Well, it is quite clear to me now that what should have been done is that when the entry was made at $1.75 shoes it should have been made at $1.95, because of the fact that we had later shoes coming in at $1.95. But we slipped up on that, and made the entry at the exact price that we were paying, instead of raising the thing to $1.95, but that was done, just as I said, through inadvertence. We slipped up on doing it. There was no intent to defraud or get a lower duty. We made entries at the exact prices that we paid.

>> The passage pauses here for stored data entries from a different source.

PR #7768, opened 2026-04-17
fix: bnb edge case

SWvheerden:
Description
---
Fixes an edge case of branch and bound to correctly adjust for memofield size


martinserts (dismissed):

sdbondi (dismissed):
utACK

The most unfavorable view to be taken of petitioner’s case is that petitioner was negligent or careless, but such conduct is not a bar, within the meaning of the statute, for remission of additional duties assessed under section 489, supra-In this connection, United States v. Fish, 268 U. S. 607, said:

*222* * * The issue * * * was whether the importer showed by his evidence that the entry of the merchandise at a less value than that returned upon final appraisement was without any intention to defraud the revenue of the United States or to conceal or misrepresent the facts of the case or to deceive the appraiser as to the value of the merchandise. The issue presented * * * was, “Has the importer sustained the negative in this regard?” Merely to find that the importer was careless is not a finding sufficient to justify * * * whether there should be a remission. Both the importer and the Government are entitled to a finding either that there was no intent to defraud or that the importer did not sustain his burden that there was no such intent.

From an examination of the record and a consideration of the facts in the case, we are satisfied that the entry of the footwear in question was without intention to defraud the revenue of the United States or to conceal or misrepresent the facts of the case or to deceive the appraiser as to the value of the merchandise. The petition is therefore granted and judgment will be rendered accordingly.